_Task requirements_. Search the material and gather each line with "pull" in it.

_Extracted material_.
PR #3534, opened 2021-11-13
GUI: Fix cursor stuttering with vsync enabled

lotharsm:
Currently, with vsync enabled, the mouse cursor in the GUI Launcher feels very sluggish on a 60 Hz display. The issue is that the artificial waiting/frame times in the GUI launcher code cause a race condition between VSync an GUI manager's own frame timing.

This patch fixes this by skipping our own frametime calculation with VSync enabled. Hardcoding it to `delayMillis(1);` is required here since otherwise, ScummVM would always max out one CPU thread entirely.

### DIFF
--- a/gui/gui-manager.cpp
+++ b/gui/gui-manager.cpp
@@ -548,8 +548,9 @@ void GuiManager::runLoop() {
 		redraw();
 
 		// Delay until the allocated frame time is elapsed to match the target frame rate.
-		// In case we have vsync enabled, we force a minimum frame duration of 1 millisecond
-		// since otherwise, we'd have a very sluggish cursor on 60Hz displays.
+		// In case we have vsync enabled, we should rely on vsync to do take care about frame times.
+		// With vsync enabled, we currently have to force a frame time of 1ms since otherwise
+		// CPU usage will skyrocket on one thread as soon as no updateScreen(); calls happening.
 		if (g_system->getFeatureState(OSystem::kFeatureVSync)) {
 			_system->delayMillis(1);
 		} else {
--- a/gui/gui-manager.cpp
+++ b/gui/gui-manager.cpp
@@ -547,10 +547,16 @@ void GuiManager::runLoop() {
 
 		redraw();
 
-		// Delay until the allocated frame time is elapsed to match the target frame rate
-		uint32 actualFrameDuration = _system->getMillis(true) - frameStartTime;
-		if (actualFrameDuration < targetFrameDuration) {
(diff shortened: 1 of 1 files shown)


gui/gui-manager.cpp
```diff
@@ -547,10 +547,16 @@ void GuiManager::runLoop() {
...
 		redraw();
 
-		// Delay until the allocated frame time is elapsed to match the target frame rate
-		uint32 actualFrameDuration = _system->getMillis(true) - frameStartTime;
-		if (actualFrameDuration < targetFrameDuration) {
-			_system->delayMillis(targetFrameDuration - actualFrameDuration);
+		// Delay until the allocated frame time is elapsed to match the target frame rate.
+		// In case we have vsync enabled, we force a minimum frame duration of 1 millisecond
+		// since otherwise, we'd have a very sluggish cursor on 60Hz displays.
+		if (ConfMan.getBool("vsync")) {
```
aquadran, line 553: do not ask for config, but ask backend. since vsync might be actually not enabled

lotharsm: Thanks! I hope to have properly adressed this in f628d7b.

gui/gui-manager.cpp
```diff
@@ -547,10 +547,16 @@ void GuiManager::runLoop() {
...
 
-		// Delay until the allocated frame time is elapsed to match the target frame rate
-		uint32 actualFrameDuration = _system->getMillis(true) - frameStartTime;
-		if (actualFrameDuration < targetFrameDuration) {
-			_system->delayMillis(targetFrameDuration - actualFrameDuration);
+		// Delay until the allocated frame time is elapsed to match the target frame rate.
+		// In case we have vsync enabled, we force a minimum frame duration of 1 millisecond
+		// since otherwise, we'd have a very sluggish cursor on 60Hz displays.
+		if (g_system->getFeatureState(OSystem::kFeatureVSync)) {
+			_system->delayMillis(1);
```
aquadran, line 554: why add 1ms? vsync will limit

lotharsm: In case I don't set the additional 1ms, CPU utilization of one core will stay at 100% all the time with vsync enabled. Not entirely sure why this happens though :/

aquadran: 1ms is needed in case no screen changes and OpenGL backend will not call GL swap buffers (with vsync)

aquadran: can you add comments about why limit to 1ms?

sev-:
Thanks!

PR #3535, opened 2021-11-14
GUI: fix inclusion guard for `AlphaAnimation.h`

benoit-pierre:


bluegr:
Nice catch, thanks! Merging

PR #3537, opened 2021-11-14
XEEN: fix "backpack is full" dialog string

benoit-pierre:
Use the destination character's name.


dreammaster:
Thanks for the fix. Merging

PR #3540, opened 2021-11-15
DIRECTOR: allocate more than 2 audio channels for earlier Director versions

mistydemeo:
I've found a Director 3 game that tries to play back audio on channel 3, which currently leads to an assertion failure - see #3539. I'm not entirely clear how it was determined that older Director versions had only two channels; looking at the commit history D4 was given 4 channels in 88d8577cb3a1634bd23ead85ccfec8375d293aed, but it's not really clear to me if it was determined for sure that pre-D4 should only have two channels.

cc @moralrecordings for thoughts, since you bumped the number of channels for D4.

### DIFF
--- a/engines/director/score.cpp
+++ b/engines/director/score.cpp
@@ -752,7 +752,7 @@ void Score::playSoundChannel(uint16 frameId) {
 	}
 
 	// Channels above 2 are only usable by Lingo.
-	if (g_director->getVersion() >= 400) {
+	if (g_director->getVersion() >= 300) {
 		sound->playPuppetSound(3);
 		sound->playPuppetSound(4);
 	}
--- a/engines/director/sound.cpp
+++ b/engines/director/sound.cpp
@@ -44,7 +44,7 @@ namespace Director {
 
 DirectorSound::DirectorSound(Window *window) : _window(window) {
 	uint numChannels = 2;
-	if (g_director->getVersion() >= 400) {
+	if (g_director->getVersion() >= 300) {
 		numChannels = 4;
 	}
 


djsrv:
There are two ways for Director to play sounds - with the score and with Lingo.

The score can only control sound channels 1 and 2.

In D2-3, Lingo commands for sounds don't allow you to specify which channel to play in, and IIRC they always default to channel 1. In Director 4, Macromedia added a channel argument to some of the sound commands, and they can control channels 3 and 4 without interfering with the score.

Unless I'm missing something, there is *no way* for a movie to interact with sound channels 3 and 4 before Director 4, if they existed at all. If a D2-3 movie is somehow doing that, I'm inclined to believe our sound code has an off-by-one error or something similar. Unless we can confirm there is in fact a legitimate way to use channels 2-4 before Director 4, this should not be merged.

If there is a legitimate way for movies to interact with sound channels 3 and 4, we'd also need to adjust the code that actually plays the sounds in those channels: https://github.com/scummvm/scummvm/blob/02cfffcb674037acabb549456080b46a1855ad2b/engines/director/score.cpp#L754-L758

mistydemeo:
I dug up the source in question. Looks like the original Lingo source is specifying `3` in this case:

```
PlayAiffFile(3,"P07")
```

Where `PlayAiffFile` is a macro that dispatches to `playFile` with the channel number unaltered. From checking, looks like it uses the numbers `1` and `3` in the source, but not `2`.

mistydemeo:
Updated the commit to alter the check in `score.cpp` to check for D3 instead of D4, and restored the original check except made it so the old behaviour works on D2. In testing, I confirmed that Oz gains the ability to play back voices with these two checks.

djsrv:
Great, thanks for confirming.

PR #3541, opened 2021-11-15
GOB: Detect Hebrew fan translation of Gobliins 2

orgads:


orgads:
Wait before merging. I need to verify that the translation is considered as done.

orgads:
The translator (@BLooperZ)  approved this. In case there will be a revised version, we will modify the detection entry.

PR #3543, opened 2021-11-16
AGS: Detection for all the missing RON games

tag2015:
* Detection for all the missing Reality-on-the-Norm games
* Detection for a couple recent games
* Some minor fixes


sev-:
This must be first, rebased, so all those merge commits go away, and then, the commit log messages fixed in accordance with our commit guidelines: https://wiki.scummvm.org/index.php?title=Commit_Guidelines

PR #3544, opened 2021-11-16
GUI: Fix file name in icons set for gui-icons.dat

orgads:


sev-:
Thanks, but I have a different fix in an unpushed commit.

PR #3547, opened 2021-11-17
DIRECTOR: handle method end statements

mistydemeo:
This change was suggested by @djsrv. It turns out that methods can have multiple optional `end` statements, which seem to carry no semantic meaning. One game I was looking at used methods written like:

```
method name
    # etc
end method
```

Which was leading to a parse error.

This, alongside #3545, is one of the three fixes needed to get Difficult Book Game/henachoco03 to full working status.


sev-:
Thank you!

PR #2760, opened 2026-06-30
K8s injection controller

grcevski:
# Description

Adds support for deploying the k8s sdk injection controller with appropriate RBAC permissions for Alloy to be able to write the config maps.

I made the change with couple of assumptions:
- Since we need to mark which service account is writing the config map for the injector, I pinned it to `grafana-k8s-monitoring-alloy-metrics`. I couldn't figure out how to retrieve the actual name.
- The Alloy PR where enabling the config map RBAC is still in review, so I decided to add custom RBAC for this purpose. I couldn't reuse the rbac.rules from the Alloy helm chart, because they don't seem to support setting namespace for the individual rule. Doing it that way would open up the new RBAC to the full cluster, which isn't desirable for the newly added RBAC.

## Authorship


charts/k8s-monitoring/values.yaml
```diff
@@ -501,6 +501,34 @@ telemetryServices:
...
+
+    # -- Render a Namespace object for `namespace.name`.
+    # @section -- SDK Injector
+    create: false
+
+  # -- Comma-separated allowlist of usernames permitted to create or update annotated injection ConfigMaps. By default,
+  # Kubernetes expands `$(POD_NAMESPACE)` to the namespace where the SDK Injector pod is running.
+  # We add grafana-k8s-monitoring-alloy-metrics as the service account allowed to write the config maps.
+  # @section -- SDK Injector
+  allowedConfigMapWriters: "system:serviceaccount:$(POD_NAMESPACE):grafana-k8s-monitoring-alloy-metrics"
```
mariomac, line 530: If I understand correctly, this will only work if the deployment name is explicitly `grafana-k8s-monitoring` and will fail with some other examples I've seen in the code, like `k8smon-alloy-metrics`.

Will see if I can find a way to dynamically get this name from somewhere else.

mariomac: For a quick merge, I guess we can always document this behavior and let the users just to override this value.

charts/k8s-monitoring/templates/_sdk_injector_extra_objects.tpl
```diff
@@ -0,0 +1,53 @@
...
+Do not use Alloy `spec.rbac.rules` for this temporary permission. Without
+`spec.rbac.namespaces`, Alloy renders those rules as cluster-scoped RBAC; setting
+`spec.rbac.namespaces` would scope every Alloy RBAC rule, not just this SDK
+Injector ConfigMap writer rule. Rendering a separate Role/RoleBinding keeps only
+this permission scoped to the namespace where the Alloy collector is deployed.
+*/}}
+{{- define "sdkInjector.extraObjects" -}}
+{{- $sdkInjector := index .Values "sdkInjector" | default dict }}
+{{- if $sdkInjector.enabled }}
+{{- range $collectorName := include "collectors.list.enabled" . | fromYamlArray }}
```
mariomac, line 21: Claude says:

>  RBAC granted to every collector, but only one is intended (altitude / least-privilege)
> The range over collectors.list.enabled renders a configmap get/create/update Role+Binding for every enabled Alloy collector (alloy-logs, alloy-singleton, …), yet only the metrics collector is in the allowlist and actually needs it. This over-grants configmap write to collectors that never use it. Consider scoping the shim to the specific collector(s) that write injection ConfigMaps rather than all of them.

I'm sure there is a context explaining the current implementation so ATM I'll just leave as this and let's see if we can refine lter.

mariomac (commented):
Taking over the task. Leaving some previous comments as "pending aspects" that we can treat in future PRs.

mariomac:
I don't have permissions to push to this PR so I'll continue it in https://github.com/grafana/k8s-monitoring-helm/pull/2767

petewall:
Rolled these changes into https://github.com/grafana/k8s-monitoring-helm/pull/2765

_Response_.
I don't have permissions to push to this PR so I'll continue it in https://github.com/grafana/k8s-monitoring-helm/pull/2767
Rolled these changes into https://github.com/grafana/k8s-monitoring-helm/pull/2765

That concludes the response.